She hybridized irises. She painted still-lifes. She wrote stories for confession magazines. She sewed clothes for her children even when they were in high school. She wrote a novel. She taught piano. She wrote crossword puzzles. She collected antiques, paintings, glassware, dolls, books. She was a thrift-store junkie. She was a voracious reader, and a rabid genealogist. She loved to sing and dance. To this day, all of her children can sing the entire Rogers and Hammerstein catalogue.
Nancy was larger than life, an extreme, even eccentric, person; the center of her family's universe. She was slim and graceful throughout her life, with long dancer's legs and elegant pianist's fingers; glamorous, charming, brilliant, amusing. She never wore sweats unless she was gardening. She never left her home without perfect makeup, hair, and nails. She took pride in the fact that she could go a full year without wearing the exact same outfit to work more than once.

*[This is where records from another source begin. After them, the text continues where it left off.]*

PR #14, opened 2015-09-25
Fix sra tools

mvdbeek:
Various fixes for sra tools. See individual commits.


drosofff:
Can you add you email address in the help section https://github.com/mvdbeek/tools-artbio/blob/fix_sra_tools/tools/sra-tools/fastq_dump.xml#L139
and maybe the same in the help sections of other sra_tools ?

mvdbeek:
OK, added me and my mail address.

PR #19, opened 2015-09-28
Removed samtools from required dependencies for msp_sr_bowtie

drosofff:
and bump the version of the tool.


mvdbeek:
Thinking it through, I realize that the list of packages to be installed for galaxy has never been made official. Given that the tool may be run on a cluster without galaxy's core requirements, we should keep samtools as a dependecy for sRbowtie, because the wrapper makes direct calls to the samtools binary.

This is not true however for the remaining tools where we use pysam.
Could you instead uncomment the samtools dependency in the wrapper and tool_dependencies.xml?

PR #27, opened 2015-10-20
fetch_fasta_from_ncbi version 0.9.3

drosofff:
Polish the tool:
- bump to 0.9.3
- removing the experimental pubmed search which is not the purpose of the tool (yet I think it could be interesting to do text mining in galaxy)
- simplifying the test of fetched data integrity, in one single line test.
The version 0.9.3 has been tested on a huge download of nucleotide on mississippi. It is still running for proteins, but since 15 hours and it seems ok.


drosofff:
The version has passed a second test, although very adverse network conditions (both UPMC and NCBI sides).
I am merging myself the pull request

PR #38, opened 2015-11-11
Script for renaming history items and doc update to mod.py

mvdbeek:


drosofff:
@mvdbeek Can you add a doc to these scripts, explaining how to use and in which context ?

mvdbeek:
@drosofff for escape_for_rematch.py it's not worth the effort, I highly doubt we'll use it again.
I just renamed it from mod.py, because that doesn't mean anything. 
We could just as well remove the script, your call.

Does the demand for documentation it apply also for rename_hist_items.py ?
I was thinking the argparse was pretty OK. I can add an example tabular file.

PR #39, opened 2015-11-19
Make name and id configurable

mvdbeek:


mvdbeek:
@drosofff @fabiorjvieira with a commandline like this
`python get_tool_yml_from_gi.py -g https://mississippi.snv.jussieu.fr/ -a xxxxxx -l -skip_id -o tool_list.yml`
we get a tool_list yml that will allow placing newly installed tools using the latest version of https://github.com/galaxyproject/ansible-galaxy-tools  in the correct tool panel section !

PR #42, opened 2015-12-16
Metavisitor

drosofff:
Change the name of the suite_metavisitor_1_0 (previously suite_visitor2).
I will deprecate the suite_visitor2 on the main tool shed, after testing
Note also that a bump of msp_sr_readmap_and_size_histograms/readmap.xml to 1.0.5 had not been commited/merged


mvdbeek:
@drosofff 
Could you include package_cairo_1_12_14 by both devteam and iuc at the top of the repository dependencies? I'm suspecting a toolshed bug ... this would be a potential workaround.

drosofff:
should I accept or reject this PR ?

mvdbeek:
Accept, it was indeed a [toolshed bug](https://github.com/galaxyproject/galaxy/pull/1366)!

mvdbeek:
Though in the next iteration we can remove the explicit dependency on package_cairo_*

PR #45, opened 2016-01-11
Use travis for linting

mvdbeek:
and in the future use it for tests, too.


mvdbeek:
@drosofff can you merge if it's OK for you?

PR #47, opened 2016-01-22
create suite_metavisitor_1_2, which does not include ncbi_blast_plus …

drosofff:
…anymore

### DIFF
--- a/suites/suite_metavisitor_1_2/readme.rst
+++ b/suites/suite_metavisitor_1_2/readme.rst
@@ -1,7 +1,7 @@
 metavisitor
 
 version 1_2
-- The metavisitor suite now comes without the ncbi_blast_plus suite, which has to be installed separately from https://toolshed.g2.bx.psu.edu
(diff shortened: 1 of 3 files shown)


suites/suite_metavisitor_1_2/readme.rst
```diff
@@ -0,0 +1,12 @@
+metavisitor
+
+version 1_2
+- The metavisitor suite now comes without the ncbi_blast_plus suite, which has to be installed separately from https://toolshed.g2.bx.psu.edu
```
mvdbeek: ... seperately from https://toolshed.g2.bx.psu.edu/view/devteam/ncbi_blast_plus/7f3c448e119b ?

drosofff: Yes, let's give it a try: the idea is to not force the user to search for a particular changeset. This will oblige us to keep an eye on the workflows to see whether they are still compatible with next releases of ncbi+. But it make the suite lighter to install and clearer in terms of contributions.
thus I would say: separately from https://toolshed.g2.bx.psu.edu/view/devteam/ncbi_blast_plus/   ?
...

mvdbeek: Yes, perfect!

mvdbeek:
:+1:

PR #50, opened 2016-02-02
Add manual yrange option as requested by Antoine.

mvdbeek:


drosofff:
:+1: 
But I thought Antoine had also concerns with the range of the x axis ?

PR #51, opened 2016-02-03
Add add_input_name_as_column tool

mvdbeek:
@drosofff you may want to use `"$input.element_identifier" ` also for the metavisitor report issue.


drosofff:
And what happens if the input is _not_ a collection ?

mvdbeek:
> And what happens if the input is not a collection ?

It points to $inputfile.name, if I'm not mistaken.

PR #64, opened 2016-03-09
Add conda dependency

bgruening:


mvdbeek:
Awesome, I'll see how it goes. I guess it should work for goseq and get_length_and_gc_content out of the box, for getgo there is this huge list of org.* packages. hg, dm and mm are already on bioconductor, I can try to get the remaining ones in.

mvdbeek:
Thanks @bgruening

PR #25, opened 2017-05-18
bunch: make it rigid by defining KEYS

koreno:
we may use this for various configuration structs


idanarye:
My take on this(on top of yours): #26

PR #26, opened 2017-05-20
Rigid bunch with black magic

idanarye:
If you're gonna do something, do it with awesome syntax!


koreno:
Nice, but no...
The magic is too black, and the outcome is too unconventional (defining members w/o assignment)...

PR #31, opened 2017-06-13
Close #13 - better lockstep API

### LINKED ISSUE #13: Better lockstep API
@koreno - what's our policy regarding breaking changes in easypy?

[You wanted to add `process.execute()`](https://github.com/weka-io/easypy/pull/9#discussion_r112005932) to ease the execution without stepping into the process. We decided against it because it's not super-trivial(we can't just put a method on the wrapper - it won't get bound to the object) and because we want the non-stepping invocation to be a direct method of the object, so we'd still need a wrapper method - which kind of nullifies the benefit of `process.execute()`.

But what if we reverse it? Instead of:

```python
@lockstep
def my_process_lockstep():
    # ...

# step-by-step
with my_process_lockstep() as process:
    # ...

# just do it
my_process_lockstep.execute()
```

We'll do this:
```python
@lockstep
def my_process():
    # ...

# step-by-step
with my_process.lockstep() as process:
    # ...

# just do it
my_process()
```

We'll still need our own property descriptor, but we'll have the benefit of having the direct execution as the main API, which will save us the need for a wrapper method.

idanarye:
Assuming:
```python
class Foo:
    @lockstep
    def process(self):
        # ...

foo = Foo()
```

* `foo.process()` - run the entire process
* `with foo.process.lockstep() as process:` - step into the process
* `yield from foo.process.lockstep()` - for lockstep nesting

### DIFF
--- a/easypy/lockstep.py
+++ b/easypy/lockstep.py
@@ -1,5 +1,5 @@
 from contextlib import contextmanager
-from functools import wraps
+from functools import wraps, update_wrapper
 
 from .exceptions import TException
 
@@ -47,6 +47,10 @@ class _LockstepInvocation(object):
         for self._current_step in self._generator:
             pass
 
+    def __iter__(self):
+        yield from self._generator
+        self._current_step = 'finished'
+
     def _next_step_and_value(self):
         yield_result = next(self._generator)
         if isinstance(yield_result, tuple) and len(yield_result) == 2:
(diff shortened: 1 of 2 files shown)


idanarye:
Not 100% sure about the `yield from` API. Maybe now that we are explicitly running the lockstep, we should also give the `yield from` it's own API? Something like `yield from foo.process.delegate()`?

idanarye:
BTW: please let me merge this. I want to merge it and immediately update testlight - otherwise it'll break the installation.

koreno:
Shouldn't it be
```
with foo.process.lockstep() as process:
    yield from process
```
?

idanarye:
[Currently we allow yielding from the context manager itself.](https://github.com/weka-io/easypy/blob/c638b2a64f8c0f59622309407b6e82908f7a0c17/tests/test_lockstep.py#L125)

Yielding from the process object is easy to implement, but I generally prefer APIs that allow their user to avoid binding new names.

I would like to have a separate method for yielding the steps, because having it under `.lockstep()` forces me to use `_LockstepContextManagerWrapper` instead of a regular `contextmanager`, but I struggle to find a good name for it:

* `yield from foo.process.unwrap_lockstep()`?
* `yield from foo.process.nested_lockstep()`?
* `yield from foo.process.lockstep_steps()`?

idanarye:
?

PR #33, opened 2017-07-03
concurrency: bug fix LoggedRLock use of lease timer

koreno:
Would appreciate your careful review, in light of WEKAPP-36360

### DIFF
--- a/tests/conftest.py
+++ b/tests/conftest.py
@@ -13,4 +13,4 @@ if not issubclass(logging.Logger, easypy_logging.ContextLoggerMixin):
     logging.Logger.__bases__ = logging.Logger.__bases__ + (easypy_logging.ContextLoggerMixin,)
 
 
-logging.basicConfig(level=logging.DEBUG)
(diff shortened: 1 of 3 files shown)


tests/test_concurrency.py
```diff
@@ -137,3 +140,24 @@ def do_lock():
         pass
 
     assert sum(c == call("%s - waiting...", lock) for c in _logger.debug.call_args_list) > 3
+
+
+def _test_logged_lock_races():
```
koreno: This unfortunately did not reproduce the bug I caught

tests/conftest.py
```diff
@@ -13,4 +13,4 @@
     logging.Logger.__bases__ = logging.Logger.__bases__ + (easypy_logging.ContextLoggerMixin,)
 
 
-logging.basicConfig(level=logging.DEBUG)
+logging.basicConfig(level=logging.DEBUG, format='%(asctime)s|%(process)2s:%(threadName)-25s|%(name)-40s|%(levelname)-5s|%(funcName)-30s |%(message)s')
```
koreno: separated into another commit

PR #35, opened 2017-07-20
Allow filtering by nested attributes

idanarye:
Motivation - easier filtering without lambdas/helper methods. Mostly useful for filtering by capabilities. Examples:

* We have this line:
    ```python
    all_hosts = all_hosts.filtered(user_app=True)
    ```
    But it requires to declare:
    ```python
    @property
    def user_app(self):
        return self.capabilities.user_app.relevant
    ```
    Now we can just:
    ```python
    all_hosts = all_hosts.filtered(capabilities__user_app=True)
    # No special method required
    ```

* We have this line:
    ```python
    return self.progress_timestamp_for(self.system.hosts.filtered(lambda h: h.capabilities.events.works))
    ```
    Now we can just:
    ```python
    return self.progress_timestamp_for(self.system.hosts.filtered(capabilities__events__works=True))
    ```

### DIFF
--- a/easypy/collections.py
+++ b/easypy/collections.py
@@ -2,7 +2,7 @@ from __future__ import absolute_import
 import collections
 from numbers import Integral
 from itertools import chain, islice
-from functools import partial
+from functools import partial, reduce
 import random
 from .predicates import make_predicate
 from .tokens import UNIQUE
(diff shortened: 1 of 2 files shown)


koreno:
Sorry buddy, it crosses the magic line for me. At XIV we had a lambda generator that did this:
`collection.choose(SELECTED.some_val > 5)`, which was nice, but when people tried to combine with additional conditions it all fell apart in a confusing way.

easypy shouldn't have such naming-sensitive features

PR #37, opened 2017-08-13
added `.zip_with` to MultiObject

koreno:


easypy/concurrency.py
```diff
@@ -599,6 +599,10 @@ def chain(self):
         "Chain the iterables contained by this MultiObject"
         return self.__class__(chain(*self))
 
+    def zip_with(self, *collections):
+        assert all(len(coll) == len(self) for coll in collections), "All collection must be of length %s" % len(self)
```
idanarye: Is this necessary? This makes it hard to use with infinite generators like `itertools.cycle`...

idanarye:
Is the tokens commit supposed to be here?

koreno:
Yeah, unrelated, but not worth It's own pr

easypy/concurrency.py
koreno: I think that's dangerous... at the very least `self.items` should all be paired, to avoid subtle mistakes

koreno: It's the type of thing I could discard when I encounter an real use case

idanarye: How about this then:

```python
def zip_with(self, *collections):
    result = self.__class__(zip(self, *collections))
    assert len(self) == len(result), "All collection must be of at least length %s" % len(self)
    return result
```

koreno:
Clearly that's better
😒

She was not an easy woman to live with. But she is a very difficult woman to live without.
Nancy Patricia Jones Bacon was preceded in death by her birth parents, Clarice and Virgil Jones; her adoptive parents Ella and Luther Jones; and her siblings Carson (Ramon) Jones, Evelyn Bradley, James Jones, Emily Cornette; Coy Jones, Ferris Jones, and Kay Jones. She is survived by Robert Bacon, her devoted husband of 70 years; her daughters Melanie Bacon, Glory Bacon, Risa Christensen, and Neva Ventre; six grandchildren; and seven great-grandchildren.
Her ashes will someday be interred alongside those of her husband, in Ontario, California. Decades ago she said that she wanted her children to sing this Carpenters song at her funeral: "Don't worry that it's not good enough for anyone else to hear. Just sing. Sing a Song."